BEGIN Source information
PR #1382, opened 2020-07-23
Warn about some COM usage

MichalStrehovsky:
COM represents a problem for trimming because the usage of the interfaces are not visible to the linker.

The problem is twofold:
* The IDispatch interface that COM objects can be cast to is basically reflection.
* IUnknown.QueryInterface lets the native side get to any COM visible interface on the managed side. COM visible is pretty much everything because it's the default. We can't root those because it would make trimming ineffective.

### DIFF
--- a/src/linker/Linker.Steps/MarkStep.cs
+++ b/src/linker/Linker.Steps/MarkStep.cs
@@ -2574,13 +2574,30 @@ namespace Mono.Linker.Steps
 
 			TypeDefinition returnTypeDefinition = method.ReturnType.Resolve ();
 
+			bool didWarnAboutCom = false;
+
 			const bool includeStaticFields = false;
-			if (returnTypeDefinition != null && !returnTypeDefinition.IsImport) {
-				MarkDefaultConstructor (returnTypeDefinition, new DependencyInfo (DependencyKind.InteropMethodDependency, method), method);
-				MarkFields (returnTypeDefinition, includeStaticFields, new DependencyInfo (DependencyKind.InteropMethodDependency, method));
+			if (returnTypeDefinition != null) {
+				if (!returnTypeDefinition.IsImport) {
+					// What we keep here is correct most of the time, but not every time. Fine for now.
+					MarkDefaultConstructor (returnTypeDefinition, new DependencyInfo (DependencyKind.InteropMethodDependency, method), method);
END Source information
(The problem)
An exact copy of the line containing "TypeDefinition returnTypeDefinition = method.ReturnType.Resolve" and all lines after it, through the last line of the entries, is the required answer.

(Written reply)
 			TypeDefinition returnTypeDefinition = method.ReturnType.Resolve ();
 
+			bool didWarnAboutCom = false;
+
 			const bool includeStaticFields = false;
-			if (returnTypeDefinition != null && !returnTypeDefinition.IsImport) {
-				MarkDefaultConstructor (returnTypeDefinition, new DependencyInfo (DependencyKind.InteropMethodDependency, method), method);
-				MarkFields (returnTypeDefinition, includeStaticFields, new DependencyInfo (DependencyKind.InteropMethodDependency, method));
+			if (returnTypeDefinition != null) {
+				if (!returnTypeDefinition.IsImport) {
+					// What we keep here is correct most of the time, but not every time. Fine for now.
+					MarkDefaultConstructor (returnTypeDefinition, new DependencyInfo (DependencyKind.InteropMethodDependency, method), method);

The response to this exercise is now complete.